A = np.array([[0, 1, 0, 0, 0, 0, 0, 0],
              [1, 0, 1, 1, 0, 0, 0, 1],
              [0, 1, 0, 1, 0, 0, 0, 1],
              [0, 1, 1, 0, 1, 0, 0, 1],
              [0, 0, 0, 1, 0, 0, 0, 0],
              [0, 0, 0, 0, 0, 0, 1, 0],
              [0, 0, 0, 0, 0, 1, 0, 1],
              [0, 1, 1, 1, 0, 0, 1, 0]])

# Run MCMC to infer the parameters
nuts_kernel = NUTS(car_model)
mcmc = MCMC(nuts_kernel, num_samples=1000, num_warmup=1000, progress_bar=False)
mcmc.run(rng_key=jax.random.PRNGKey(0), y=y, A=A)

# Extract posterior samples
samples = mcmc.get_samples()

#mcmc.print_summary()

Task 28

Simulate data from the CAR model using South African boundaries and neighbourhood structure (use adjacency_matrix_sa as A, and y=None to create simulations) with Bernoulli likelihood
Fit the CAR model to the data which you have simluated (make adjustments if necessary).
Plot posterior distribution of \(\alpha\), and add the true velue of \(\alpha\) to this plot.
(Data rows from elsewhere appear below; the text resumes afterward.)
PR #7096, opened 2026-04-16
randomise default air unit elevation

cx-koraka:
Randomises aircraft default elevation upwards or downwards 5%. Total change in elevation value cannot be mroe than 5 in either direction.

## Checklist

## Summary by CodeRabbit

* **New Features**
  * Air units now spawn with small, bounded random variations to their flight elevation for more natural height differences.
  * Variation bounds are configurable and respect a per-unit opt-out flag so specific air types can keep a fixed elevation.
* **Documentation**
  * Added a changelog entry describing the randomized elevation behavior.

### DIFF
--- a/lua/sim/units/AirUnit.lua
+++ b/lua/sim/units/AirUnit.lua
@@ -47,12 +47,12 @@ AirUnit = ClassUnit(MobileUnit) {
         local maxElevationPercentageIncrease = 5
         local maxElevationPercentageDecrease = 5
 
-+        local blueprint = self.Blueprint
-+        local blueprintPhysics = blueprint and blueprint.Physics
-+        local originalElevation = blueprintPhysics and blueprintPhysics.Elevation
-+        if type(originalElevation) ~= 'number' then
-+            return
-+        end
+        local blueprint = self.Blueprint
+        local blueprintPhysics = blueprint and blueprint.Physics
+        local originalElevation = blueprintPhysics and blueprintPhysics.Elevation
+        if type(originalElevation) ~= 'number' then
+            return
+        end
 
         local elevationMultiplier = Random(100-maxElevationPercentageDecrease, 100+maxElevationPercentageIncrease) * 0.01
 
--- a/lua/sim/units/AirUnit.lua
+++ b/lua/sim/units/AirUnit.lua
@@ -20,11 +20,6 @@ AirUnit = ClassUnit(MobileUnit) {
     DestructionExplosionWaitDelayMax = 0,
     DestroyNoFallRandomChance = 0.5,
 
-    -- ELEVATION PARAMS
-    MaxElevationDelta = 5,
-    MaxElevationPercentageIncrease = 0.05,
-    MaxElevationPercentageDecrease = 0.05,
-
     ---@param self AirUnit
     OnCreate = function(self)
         MobileUnitOnCreate(self)
@@ -50,28 +45,23 @@ AirUnit = ClassUnit(MobileUnit) {
     RandomizeElevation = function(self)
         local blueprint = self.Blueprint
 
-        local blueprintCategoriesHash = blueprint.CategoriesHash
-
-        if (blueprintCategoriesHash["NORANDOMELEVATION"]) then
-            return
-        end
-
         local blueprintPhysics = blueprint.Physics
         local originalElevation = blueprintPhysics and blueprintPhysics.Elevation
         if originalElevation == nil then
             return
         end
 
-        local minVal = 1.00 - self.MaxElevationPercentageDecrease
-        local maxVal = 1.00 + self.MaxElevationPercentageIncrease
+        local blueprintAir = blueprint.Air
+        local minVal = 1.00 - blueprintAir.RelativeElevationDelta
+        local maxVal = 1.00 + blueprintAir.RelativeElevationDelta
         local elevationMultiplier = Random() * (maxVal - minVal) + minVal
 
         local newElevation
 
         if elevationMultiplier > 1 then
-            newElevation = math.min(originalElevation * elevationMultiplier, originalElevation + self.MaxElevationDelta)
+            newElevation = math.min(originalElevation * elevationMultiplier, originalElevation + blueprintAir.MaxElevationDelta)
         else
-            newElevation = math.max(originalElevation * elevationMultiplier, originalElevation - self.MaxElevationDelta)
+            newElevation = math.max(originalElevation * elevationMultiplier, originalElevation - blueprintAir.MaxElevationDelta)
         end
 
         self:SetElevation(newElevation)
--- a/lua/sim/units/AirUnit.lua
+++ b/lua/sim/units/AirUnit.lua
@@ -41,7 +41,7 @@ AirUnit = ClassUnit(MobileUnit) {
         end
     end,
 
-    --@paranm self AirUnit
+    --@param self AirUnit
     RandomiseElevation = function(self)
         local maxElevationDelta = 5
         local maxElevationPercentageIncrease = 5
--- a/lua/sim/units/AirUnit.lua
+++ b/lua/sim/units/AirUnit.lua
@@ -20,12 +20,17 @@ AirUnit = ClassUnit(MobileUnit) {
     DestructionExplosionWaitDelayMax = 0,
     DestroyNoFallRandomChance = 0.5,
 
+    -- ELEVATION PARAMS
+    MaxElevationDelta = 5,
+    MaxElevationPercentageIncrease = 0.05,
+    MaxElevationPercentageDecrease = 0.05,
+
     ---@param self AirUnit
     OnCreate = function(self)
         MobileUnitOnCreate(self)
         self.HasFuel = true
         self:AddPingPong()
-        self:RandomiseElevation()
+        self:RandomizeElevation()
     end,
 
     ---@param self AirUnit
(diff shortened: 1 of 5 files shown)


The-Balthazar:
image

you weren't supposed to include the `+`'s at the start of lines

BlackYps:
It has been brought to my attention that it would be good to be able to disable this behavior for certain units with a blueprint value. Something like adding the category `NORANDOMELEVATION`. This way mod units can disable the randomization if it's important for them.

lua/sim/units/AirUnit.lua
```diff
@@ -40,6 +41,32 @@ AirUnit = ClassUnit(MobileUnit) {
         end
     end,
 
+    --@param self AirUnit
```
speed2CZ: This needs to start with 3 --- to be a valid annotation

lua/sim/units/AirUnit.lua
```diff
@@ -40,6 +41,32 @@ AirUnit = ClassUnit(MobileUnit) {
...
+    RandomiseElevation = function(self)
+        local maxElevationDelta = 5
```
speed2CZ: You define this max delta, but you dont use in in the function

lua/sim/units/AirUnit.lua
```diff
@@ -40,6 +41,32 @@ AirUnit = ClassUnit(MobileUnit) {
...
+        local maxElevationPercentageIncrease = 5
+        local maxElevationPercentageDecrease = 5
```
speed2CZ: Why 2 different values for increase and decrease when they are the same?
Its not like a mod could easily adjust this, since its hardcoded in this function

lua/sim/units/AirUnit.lua
```diff
@@ -40,6 +41,32 @@ AirUnit = ClassUnit(MobileUnit) {
...
+
+        local blueprint = self.Blueprint
+        local blueprintPhysics = blueprint and blueprint.Physics
```
speed2CZ: Check for `blueprint` is not needed as it's always defined

lua/sim/units/AirUnit.lua
```diff
@@ -40,6 +41,32 @@ AirUnit = ClassUnit(MobileUnit) {
...
+        local originalElevation = blueprintPhysics and blueprintPhysics.Elevation
+        if type(originalElevation) ~= 'number' then
```
speed2CZ: You can just test if an elevation is defined, the type is set by the annotations and if someone decides to put anything else in it, it will most likely complain in the engine before the code gets to Lua

lua/sim/units/AirUnit.lua
```diff
@@ -40,6 +41,32 @@ AirUnit = ClassUnit(MobileUnit) {
         end
     end,
 
+    --@param self AirUnit
+    RandomiseElevation = function(self)
```
speed2CZ: It should be `Randomize` with `z`. The code is originally and mostly written in american english

lua/sim/units/AirUnit.lua
```diff
@@ -40,6 +41,32 @@ AirUnit = ClassUnit(MobileUnit) {
...
+        local maxElevationPercentageDecrease = 5
+
+        local blueprint = self.Blueprint
+        local blueprintPhysics = blueprint and blueprint.Physics
+        local originalElevation = blueprintPhysics and blueprintPhysics.Elevation
+        if type(originalElevation) ~= 'number' then
+            return
+        end
+
+        local elevationMultiplier = Random(100-maxElevationPercentageDecrease, 100+maxElevationPercentageIncrease) * 0.01
```
speed2CZ: This will produce 11 different elevation, the original, 5 lower, 5 higher ones. Is that intentional? Or was it suppose to be anything in the range?

speed2CZ (changes requested):

lua/sim/units/AirUnit.lua
cx-koraka: Fixed

lua/sim/units/AirUnit.lua
cx-koraka: If I moved these outside of the function, similar to the existing destruction params, would they be able to be changed by mods?
The original version of this had 30 and 0 as the max percentage increase and decrease respectively, this is a holdover

lua/sim/units/AirUnit.lua
cx-koraka: A smooth range is preferable.

Would Random(1-(maxElevationPercentageDecrease/100), 1+(maxElevationPercentageIncrease/100)) create a smooth range?

lua/sim/units/AirUnit.lua
speed2CZ: Yes, if they are saved on the class, mods can easily adjust them without touching the function

lua/sim/units/AirUnit.lua
speed2CZ: Idk, try that and you'll see. But if you give it two integers, it will pick a random integer from that range, not float.

lua/sim/units/AirUnit.lua
cx-koraka: Done. Hopefully this will make it easier to experiment whilst testing as well

lua/sim/units/AirUnit.lua
cx-koraka: I've got it working with the entire range now, couldn't tell by eye, so it was checked with debug logs

speed2CZ (approved):

speed2CZ:
I think this requires a green light from the balance team as well before it can be merged, as this will reduce the effect of AoE of AA weapons.

Garanas:
There's also this console command: `RandomElevationOffset`, I've not tested it. Maybe it is worth exploring that?

BlackYps:
I did some testing and the 5% change is enough that planes clip a lot less while still looking like being at the same general flight level. I like it!
I also noticed that - unrelated to this change - gunships fly up and down a lot when they shoot. So I am a lot less worried about balance implications now.

BlackYps:
From the discussions with the balance team so far it looks positive, but we should add the "NORANDOMELEVATION" category to transports, to make sure we don't run into weird behaviour with dropping or picking up units.

speed2CZ:
Would there really be weird behaviour with transports? The elevation at which they fly should not affect this in anyway, since they go into a different state for picking up units, using a different height. And if they fly over hill and take longer to land would be basically the same thing.

But Im not against the category being introduced.

lua/sim/units/AirUnit.lua
```diff
@@ -20,11 +20,17 @@ AirUnit = ClassUnit(MobileUnit) {
     DestructionExplosionWaitDelayMax = 0,
     DestroyNoFallRandomChance = 0.5,
 
+    -- ELEVATION PARAMS
+    MaxElevationDelta = 5,
+    MaxElevationPercentageIncrease = 0.05,
+    MaxElevationPercentageDecrease = 0.05,
+
```
lL1l1, line 27: If these parameters are never changed in runtime it would be better to assign them in blueprint loading (blueprints-units.lua).
Storing it as an absolute change in the blueprint may also be more convenient for authors who edit their blueprint specifically. You can use the percentage multiplication to calculate that absolute value when it doesn't exist.
Storing it in the blueprint has an added benefit of not requiring a new category to exclude units from the mechanic, since the author can just set the random offset min/max values to 0.

lL1l1 (commented):
Balance-wise this is fine since it has quite a low impact:
- Bombers fly relatively low so they won't move much with 5%, and that small movement transforms into an even less significant bomb drop time change (~0.1s out of 2.26s for ahwassa, the highest flying bomber, and <0.1s changes are undetectable because the game runs in 0.1s ticks).
- ASF at 22 elevation will move up/down 0.9 with 5%, so the lowest flying asf may block the 1.5 radius splash SAM from hitting the highest flying ASF, but that's unlikely and will easily average out over the large numbers built.

Perhaps instead of using a percentage, a proportion of the hitbox could be used as an approximate for the mesh's size. This may result in even smaller variations with even less balance impact while keeping the visual impact.
It would also reasonably restrict the up/down movement for high-flying units.

lua/sim/units/AirUnit.lua
BlackYps: I agree that per-unit control can be beneficial. I had a look at blueprints-units.lua and I am a bit confused. This seems to mostly alter and process some blueprint values, but very little actual default values. Where are the default values to the various blueprint fields specified that are used when a specific unit doesn't specify that field? I feel like the new variable definitions should go there.
I'm not yet convinced that storing it as an absolute change is really more convenient.

BlackYps: Similarly, I don't like switching to a proportion of the hitbox. I understand the idea, but I don't see the need to make the variations even smaller, the point of this PR is to create visible variations in the first place, and it could lead to weird effects with bulky units like gunships. Or the Soulripper for that matter. I think just using a flat percentage makes it easier to predict the results.

lL1l1: >  Where are the default values to the various blueprint fields specified that are used when a specific unit doesn't specify that field?

Most of the default values are in the engine. Anything FAF adds should be in blueprint loading in Blueprints.lua (old organization) or the files that edit specific parts like blueprints-units.lua (better organization).

> Similarly, I don't like switching to a proportion of the hitbox. I understand the idea, but I don't see the need to make the variations even smaller, the point of this PR is to create visible variations in the first place, and it could lead to weird effects with bulky units like gunships. Or the Soulripper for that matter. I think just using a flat percentage makes it easier to predict the results.

I was only suggesting that it could be a smaller variation since you would have more direct control over the visual outcome of the assigned values. The soul ripper is a good outlier to point out: there should be some limits to the values that are automatically assigned based on hitbox. But I don't think including some boundaries is much different from the max elevation delta that the current implementation has.

BlackYps:
@lL1l1 please have a look now if the blueprint loading is now done as you would expect it

PR #7105, opened 2026-05-08
Add custom text truncation support, and improve scoreboard legibility

Lightningbulb2:
I wanted to improve scoreboard legibility.

I started by separating game speed, and game quality into their own controls to make modding and future changes easier. I added dropshadows, tooltips, and right aligned the ratings while making sure to crop player names if necessary. This led to the-

Implementation of SetTruncateText() which allows custom trailing strings like "...", "-", or even "NOFIT". This is executed through SetClipToWidth() and only activates if a truncation string is set.

To do this cleanly, and in a reusable way, I split *SetText()* into ***SetText()*** and its implicitly called ***SetDisplayText()***.

**SetText()** - controls the source text and behaves practically the same as before

**SetDisplayText()** - sends text changes to the engine without changing the Text object's internal string. This allows for better mod and source code capabilities for fancier text. The first example being custom text truncation.

I loaded up private AI matches and replays to check for console and visual errors. I got screenshots:

**Original for reference** (plus rank cropping issue)
Original

---

Game start with lots of players
GameStartExample

---

Full scoreboard
NEWSCOREBOARD

---

Replay scoreboard
REPLAY

---

Show full player names after hovering for a moment (in-case of cropped names)
CROPPEDHOVER

---

Tooltips added for new players
gameQuality

---

gameSpeed

## Checklist

## Summary by CodeRabbit

* **New Features**
  * Added game speed display (requested vs. actual) and game quality to the score overlay.
* **Improvements**
  * Refreshed score and mini-score layouts for improved legibility, alignment, and tooltip support (including hover previews for full player names).
  * Upgraded text truncation so the displayed value auto-updates based on available width, with a customizable truncation suffix.


lua/maui/text.lua
```diff
@@ -33,6 +33,38 @@ Text = ClassUI(moho.text_methods, Control) {
...
+        self._fullText = nil
+
+
+        --- Direct Engine SetText() that changes what text is displayed
+        ---@type function
+        ---@param str string | number
+        self.SetDisplayText = self.SetText
+
+
+        --- FAF extensible SetText() that uses SetDisplayText() but can retain it's original text for fancy text display setups like truncation
```
lL1l1:
```suggestion
        --- FAF extensible SetText() that uses SetDisplayText() but can retain its original text for fancy text display setups like truncation
```

lua/maui/text.lua
```diff
@@ -33,6 +33,38 @@ Text = ClassUI(moho.text_methods, Control) {
...
+        --- Direct Engine GetText() for getting the current displayed value
+        ---@type function
+        ---@return string
+        self.GetDisplayText = self.GetText
+
+        --- FAF extensible GetText() that retrieves raw original text that isn't modified for display 
+        ---@return string
+        self.GetText = function (self)
+            return self._fullText
+        end
```
lL1l1: Why not make these part of the class? If you don't know how to, you can do it like this:
```lua
Text = ClassUI(moho.text_methods, Control) {
    SetDisplayText = moho.text_methods.SetText,
    SetText = function() end,
    GetDisplayText = moho.text_methods.GetText,
    GetText = function() end,
}
```

lua/maui/text.lua
```diff
@@ -41,15 +73,58 @@ Text = ClassUI(moho.text_methods, Control) {
...
 
+    --- Internal function to fit the truncation string inside the max width
+    _applyTruncation = function(self)
+        local maxWidth = self.Width()
+        if maxWidth <= 0 then
+             return
+        end
+
+        -- ellipsis is the trailing '...' on truncated text
+        local ellipsis = self._truncationText
```
lL1l1:
```suggestion
        local truncText = self._truncationText
```

lua/maui/text.lua
4z0t: Make a separate class for Truncatable text. You are polluting Text class with functionality used by scoreboard only.

4z0t (changes requested):

lua/maui/text.lua
Lightningbulb2: There are really 2 changes here. A text rendering feature (better truncation), and a text architecture change (display text) which the truncation relies on.

### 1. Better Text Truncation
It's only used by the scoreboard because it didn't exist to be used for other things yet.

Text can already be truncated, but this simply allows the option for setting _**how**_ it truncates it. You may want a dash, dots, or warning text (_for texts that shouldn't be truncated but would be hard to notice if cut off at the right spot_).

It's more of a small extension to SetClipToWidth() than a new special text type.

SetTruncationText() is just setting the trailing characters, if there was any confusion there. Maybe SetTrailingCharacters() would be better?


### 2. SetText() and SetDisplayText()

The separation of the full text and the "displayed text" sent to the engine, is much more useful than just supporting truncation text. It allows much more elaborate text animation/visual effects for modding and development because it's no longer on you to keep track of the old state. Plus anything that tries to GetText() will get it's real value instead of the partial text effect value that may have been setup. GetDisplayText() would be used for getting what the engine sees.

---

Hopefully that makes sense. Thanks for the review!

4z0t: Can I get a response by the **Human** being? Still i insist on creating a separate class.

lua/maui/text.lua
```diff
@@ -33,6 +33,38 @@ Text = ClassUI(moho.text_methods, Control) {
...
             self:SetNewColor(var())
         end
+        self._truncationText = ""
+        self._fullText = nil
+
+
+        --- Direct Engine SetText() that changes what text is displayed
+        ---@type function
+        ---@param str string | number
+        self.SetDisplayText = self.SetText
```
4z0t: Each Text instance has this field, not its meta.

lua/maui/text.lua
```diff
@@ -33,6 +33,38 @@ Text = ClassUI(moho.text_methods, Control) {
...
+
+
+        --- FAF extensible SetText() that uses SetDisplayText() but can retain it's original text for fancy text display setups like truncation
+        ---@param text string | number
+        self.SetText = function (self, text)
```
4z0t: Each Text instance has this field, not its meta.

lua/maui/text.lua
```diff
@@ -33,6 +33,38 @@ Text = ClassUI(moho.text_methods, Control) {
...
+                if self._initialized then
+                    self:_applyTruncation()
+                end
+            end
+        end
+
+        --- Direct Engine GetText() for getting the current displayed value
+        ---@type function
+        ---@return string
+        self.GetDisplayText = self.GetText
```
4z0t: Each Text instance has this field, not its meta.

lua/maui/text.lua
```diff
@@ -33,6 +33,38 @@ Text = ClassUI(moho.text_methods, Control) {
...
+
+        --- FAF extensible GetText() that retrieves raw original text that isn't modified for display 
+        ---@return string
+        self.GetText = function (self)
```
4z0t: Each Text instance has this field, not its meta.

4z0t (changes requested):

lua/maui/text.lua
Lightningbulb2: I typed all that myself, dome to keyboard :(

The last line "Hopefully that makes sense." was about **my writing**, not some AI garbage. I try to include a thanks when I can because this is volunteer work, and programming feedback tends to be heavy on critique so the "thanks" is as much for you as it is for me (to not take it personally).

---

Aaaanyway, yeah, you're right about the function instancing. That modding override trick is great for single function rewrites, but I understand avoiding it here.

How about this solution in the body rather than inside __init? That would prevent all the instancing right?

``` lua
---@class Text : moho.text_methods, Control, InternalObject
Text = ClassUI(...)

    __init()..


    --- Direct Engine SetText() that changes what text is displayed
    ---@type function
    ---@type fun(self: Text, str: string | number)
    SetDisplayText = moho.text_methods.SetText,

    --- Direct Engine GetText() for getting the current displayed value
    ---@type function
    ---@return string
    GetDisplayText = moho.text_methods.GetText,

    --- FAF extensible SetText() that uses SetDisplayText() but can retain it's original text for fancy text display setups like truncation
    ---@param text string | number
    SetText = function(self, text)
        self:SetDisplayText(text)
        self._fullText = text
        if self._truncationText ~= nil and self._truncationText ~= "" then
            if self._initialized then
                self:_applyTruncation()
            end
        end
    end,

    --- FAF extensible GetText() that retrieves raw original text that isn't modified for display
    ---@return string
    GetText = function(self)
        return self._fullText
    end,

    --- Sets custom truncation trailing characters like "..." or "-". Set to "" to disable.
    ---@param text string | number
   SetTruncationText = function(...)...

```


Also, should I keep it as "truncation text" or call it "trailing characters" instead, for clarity?

` self._truncationText` would then be `self._trailingCharacters`

`SetTruncationText()` would then be `SetTrailingCharacters()`

---

Claude.ai showed me I could use "moho.text_methods.SetText" instead of "self.SetText()"
 
Although it defined local variables outside the class to reference it first and then assign the Display functions in the __init(), but I found that wasn't necessary.

(**Hand written reply**)

4z0t: Sorry if I offended you. I just don't like when people drop a lot of text especially made with ai not even understanding what's it about.

As I said, you are modifying class that is used everywhere in the code and any side effects are very unwanted. Please just create a separate class that inherits from Text. Like TruncatableText and instantiate it in scoreboard. It will make it easier to control scope of the change and will be easier to maintain.

Lightningbulb2: The latest commits remove a lot of unnecessary code. It updated fine even when I was messing with the text values in-game.

The only 2 checks that happen now are of the boolean `self._truncationEnabled` inside both `SetText()`, and the `OnDirty` from `SetClipToWidth()`

If it's not enabled, nothing else runs, so it shouldn't bother the rest of the backend text.

The additional fields are

Bool: `self._truncationEnabled` (default: false)
String: `self._truncationText` (default: "...")
String: `self._fullText` (default: nil)

Aside from the truncation stuff, I would still want to keep the main Text changes. So adding another class would just move the truncation stuff for not much gain, plus more inconvenience because any new text features would have to be added to both.

Ignoring all the truncation stuff, this is ALL the core changes to how Text operates

``` lua
   __init = function(...)

     ...

     self._fullText = nil
  end,


    SetDisplayText = moho.text_methods.SetText,

    GetDisplayText = moho.text_methods.GetText,

    SetText = function(self, text)
        self:SetDisplayText(text)
        self._fullText = text
    end,

    GetText = function(self)
        return self._fullText
    end,

```

So while I understand being hesitant to make sweeping changes that might break things. I've been extremely careful to keep things compatible and only those few lines actually matter for the rest of the repository. The other changes in Text.lua are from the optional text truncation, which I've kept as unobtrusive as possible so it can stay as a standard text feature.

If you can think of any side effects of adding this, let me know, otherwise we'll just have to find out if it breaks.

Thanks for reading

PR #7106, opened 2026-05-08
Generate coordinates instead of loading them

PreciseBump38:
## Summary
Instead of storing a clearly code generated set of coordinates and taking up over 1MB (mostly whitespace) in source code, generate the coordinates when we import the file.

Also use references instead of duplicating each set of coordinates for each faction.

## Pros/Cons
Cons:
- We use extra CPU cycles when we first import the file

Pros:
- We save 1MB disk space for developers (less for users because it compresses really well)
- We save load times as less has to be read from disk
- We use fewer CPU cycles parsing lua code
- VSCode doesn't have to tell me "Too large file: fa\lua\basetemplates.lua skipped. The currently set size limit is: 500 KB, and the file size is: 1166.749 KB."

## Testing
Across 5 tests I got the following load times:
- Original version: 0.031453132629395, 0.031542778015137, 0.031722068786621, 0.032179832458496, 0.077125549316406
- New version: 0.0019760131835938, 0.0020065307617188, 0.0020112991333008, 0.0020360946655273, 0.0020914077758789
Taking the median import time for old vs new gives a speedup of 93.66% for an absolute saving of 0.0297 seconds.
I'm quite sure savings will vary by machine depending on CPU and SSD speeds.

In terms of parity to the original version of the file, there are some differences:
1. There are 4 value differences (as noted in the code)
    - MovedTemplates7[2][2][1][22] and MovedTemplates7[2][2][1][23] are swapped
    - MovedTemplates8[1][2][1][23] and MovedTemplates8[1][2][1][24] are swapped
    - These could be made the same as the original if we really wanted, but I assume it was a mistake that they weren't consistent with all the other unit lists already.
2. The per-faction arrays are now references to the same array in memory, not duplicates.  If people are doing side effects through the basetemplate coordinate systems they may get unexpected behaviour.  But also, why would you do that??

## Don't forget
Some thought may also be necessary for how this affects mods, e.g. nomads.  I haven't looked into or thought about it.

## Checklist

## Summary by CodeRabbit

* **Documentation**
  * Updated changelog: BaseTemplate tables are now generated at import time rather than parsed from source files.

* **Bug Fix / Behavior**
  * Improved template import handling so computed coordinate data is preserved more accurately during template creation.

[Review Change Stack](https://app.coderabbit.ai/change-stack/FAForever/fa/pull/7106?utm_source=github_walkthrough&utm_medium=github&utm_campaign=change_stack)


Garanas:
I think in practice (the bottom line) is not different in-game, is that correct? It will still load the same amount of memory*. Just computed now as a side effect of importing it, instead of pre-computed on disk.

PreciseBump38:
Yeah I can't think why it would break other mods but wanted just to sanity check that.  I had a quick look at the nomads mod (was it last updated 2024??) and they have a separate function for loading in this same data for a 5th faction, but again that keep working fine.

Some other things this code makes me think about (for a separate/future PR):
- All the coordinates are 3-tuples with 0 as the final number - if its always 0 why include it?
- There are (almost) no differences between factions - so lets not index by faction.
- Why are some search patterns spirals and others not?  Can they not be the same?
- Keeping duplicates of the same coordinates but offset by a fixed amount feels like an unnecessary memory hog.
- Could we just replace the file with a generator function instead of a datastructure?

Garanas:
> * All the coordinates are 3-tuples with 0 as the final number - if its always 0 why include it?

It is included because engine functions of the brain expect the third parameter to exist. The function that determines a valid build location, for example. Otherwise you'd have to convert the table each time you use it before you pass it through.

The first two arguments are the X/Z plane (Y is up in Supreme Commander), the third argument is about rotation in case anyone reading this is wondering that 😃.

edit: I think a lot of your questions make sense, I've asked myself the same questions in the past. Unfortunately, I don't know how far you can go without introducing subtle bugs and/or flatout breaking existing functionality. 

In an ideal scenario we would also apply a structure of arrays, instead of an array of structures. This change alone would shave off tens of kilobytes of memory. But it would be incompatible with the exposed engine functions and other sim-related logic that interact with this.

lL1l1 (commented):
I was looking at usages of base templates and I primarily found it to be used in CAiBrain:FindPlaceToBuild. The annotation for that function uses parameter of type `BuildingTemplate`. 
1. This means that the new alias `BaseTemplateType` is not necessary. The `BuildingTemplate` object is what we are generating.
2. `BuildingTemplate` uses `Vector2` instead of `Vector`. I suspected that this means the engine accepts Vector2, so I removed the 0 at the end of all the vectors and it seems to work with my debug logging and running a game with AI Adaptive.

It needs to be noted that type `UnitList` is names defined in `BuildingTemplates.lua`.

lL1l1:
Also from the mods I've checked on my disk:
- RNGAI runs its own separate BaseTemplates.lua file
- BrewLAN uses table.find and table.insert to modify the templates
- SCTAFix adds tables under faction indices 6 and 7 (it is a total annihilation faction mod).

Nomads you tested that it works. It's a featured mod so I think it just overrides the file.

lL1l1 (approved):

What do you observe?
Make sactter plots of \(f_\text{true}\) vs \(f_\text{fitted}\), and add a diagonal line to this plot. What do you observe?

The Besag-Yorg-Mollié model#

The Besag, York, and Mollié (BYM) decomposes the spatial random effect \(f\) into the sum of an i.i.d. component \(v\) and spatiallly structured component \(w\). Each of these two components has its own precision parameter \(\tau_v\) and \(\tau_w\), respectively:

\[ f \sim \mathcal{N}(0, \tau_v^{-1}I + \tau_w^{-1}R^-). \]

This model provides more flexibility than the CAR formulation.